Health scientists play a vital role in the health system. They contribute evidence for disease control and elimination; they participate in the creation of ethical and evidence-based policies, and they enhance national technical capacity. The evidence they produce is utilized to improve health and health equity at all levels of the health system. Furthermore, countries investing in health research foster a conducive environment for opportunities, which attracts and retains health research professionals and creates positive spillovers.
Unfortunately, as many of us know firsthand, research capacity in disease-endemic countries remains one of the biggest unmet challenges. In sub-Saharan Africa for example, health research in most countries has an allocation of less than 0.5% of national health budgets (only Malawi, Uganda and South Africa spend more than 1% of their GDP on R&D). Worldwide, the Council on Health Research for Development estimates that 98% of health R&D expenditures are made in high income countries, and that only 25% of research on neglected diseases is done in developing countries. (WHO. 2004) (COHRED Global Forum for Health Research. 2012 Report)

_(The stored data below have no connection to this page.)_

PR #501, opened 2024-04-03
Fix `asyncio` in `AsyncLLM` to use the running event loop if any

alvarobartt:
## Description

This PR adds a hot-fix for the `AsyncLLM` class and subclasses, since the `event_loop` is always created, but in Colab there's already an active running event loop, so that should be reused, otherwise the `AsyncLLM` subclasses or any other `asyncio` code creating `event_loop`s will fail in Colab with the following exception `RuntimeError: Cannot run the event loop while another loop is running`.

On top of that, an utils function named `in_notebook` has been included so as to identify whether the code is running in a notebook, and if so, use `nest-asyncio` so as to be able to successfully use `asyncio`.

Thanks @burtenshaw for reporting and @gabrielmbmb for the hints!

### DIFF
--- a/pyproject.toml
+++ b/pyproject.toml
@@ -25,6 +25,7 @@ dependencies = [
     "importlib-resources >= 6.1.1; python_version < '3.9'",
     "Jinja2 >= 3.1.2",
     "multiprocess >= 0.70",
+    "nest-asyncio >= 1.6.0",
     "networkx >= 3.0",
     "pydantic >= 2.0",
     "rich >= 13.5.0",
--- a/src/distilabel/llm/base.py
+++ b/src/distilabel/llm/base.py
@@ -27,7 +27,7 @@ from distilabel.mixins.runtime_parameters import (
     RuntimeParametersMixin,
 )
 from distilabel.utils.docstring import parse_google_docstring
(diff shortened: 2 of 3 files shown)


gabrielmbmb (approved):
LGTM!

burtenshaw:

Please join us to discuss the current and future state of career opportunities for health scientists in countries where malaria, TB, HIV/AIDS, and other tropical diseases are endemic.
Some questions we will be considering during this discussion:
• What are examples of successful collaborations between academic centers that advance research in-country?
• What has or hasn't worked for attracting and sustaining health scientists in endemic countries? Are there some models of success?
• What is the role of the private sector in health research capacity?
• How can we make the case to governments that health research is an investment for national development?
• What is the role of the major funders (US PMI, UN/WHO RBM, GFATM, Gates, etc.) in fostering opportunities for local health research? Should they do more?
Joining us for this panel discussion:
Professor Carel IJsselmuiden, MD, MPH, FFCH(SA) is Director of the Council on Health Research for Development (COHRED) in South Africa. Carel is a public health physician and epidemiologist. He has worked in rural medicine, peri-urban and urban health care and environmental health services, as well as in academic public health education and research ethics training. He has also published in various areas in applied research and public health, and is the founding Director of the University of Pretoria’s School of Health Systems and Public Health.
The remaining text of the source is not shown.